[Exercise] Among the entries below, which lines include the string "will"? Show each one.

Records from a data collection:
PR #3128, opened 2025-09-22
feat: avoid kyverno dependency in tests

cheina97:
# Description

This PR removes the kyverno dependency from network tests.
If kyverno is not installed in one of the tested clusters a warning will be triggered.
In case you are not using kyverno you cannot be sure that all the pods will be scheduled one per node

### DIFF
--- a/pkg/liqoctl/test/network/setup/kyverno.go
+++ b/pkg/liqoctl/test/network/setup/kyverno.go
@@ -22,8 +22,10 @@ import (
 	metav1 "k8s.io/apimachinery/pkg/apis/meta/v1"
 	"k8s.io/apimachinery/pkg/apis/meta/v1/unstructured"
 	"k8s.io/apimachinery/pkg/runtime/schema"
+	"k8s.io/client-go/dynamic"
 
 	"github.com/liqotech/liqo/pkg/liqoctl/test/network/client"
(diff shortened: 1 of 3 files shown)


fra98 (approved):

pkg/liqoctl/test/network/setup/kyverno.go
```diff
@@ -32,32 +34,54 @@ var KyvernoPolicyGroupVersionResource = schema.GroupVersionResource{Group: "kyve
...
+			policy = ForgeKyvernoPodAntiaffinityPolicy(k, true)
+			if _, err := cl.ProvidersDynamic[k].Resource(KyvernoPolicyGroupVersionResource).
+				Namespace(NamespaceName).Create(ctx, policy, metav1.CreateOptions{}); err != nil && !apierrors.IsAlreadyExists(err) {
+				return fmt.Errorf("provider %q failed to create policy: %w", k, err)
+			}
+		} else {
+			kyvernoNotInstalled = true
+			printer.Logger.Warn(fmt.Sprintf("Kyverno not available on provider %q, skipping policy creation.", k))
 		}
 	}
```
fra98: NIT: can we refactor it so that both consumer and providers call the same function, avoiding code duplicates?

[Answer to the exercise]
If kyverno is not installed in one of the tested clusters a warning will be triggered.
In case you are not using kyverno you cannot be sure that all the pods will be scheduled one per node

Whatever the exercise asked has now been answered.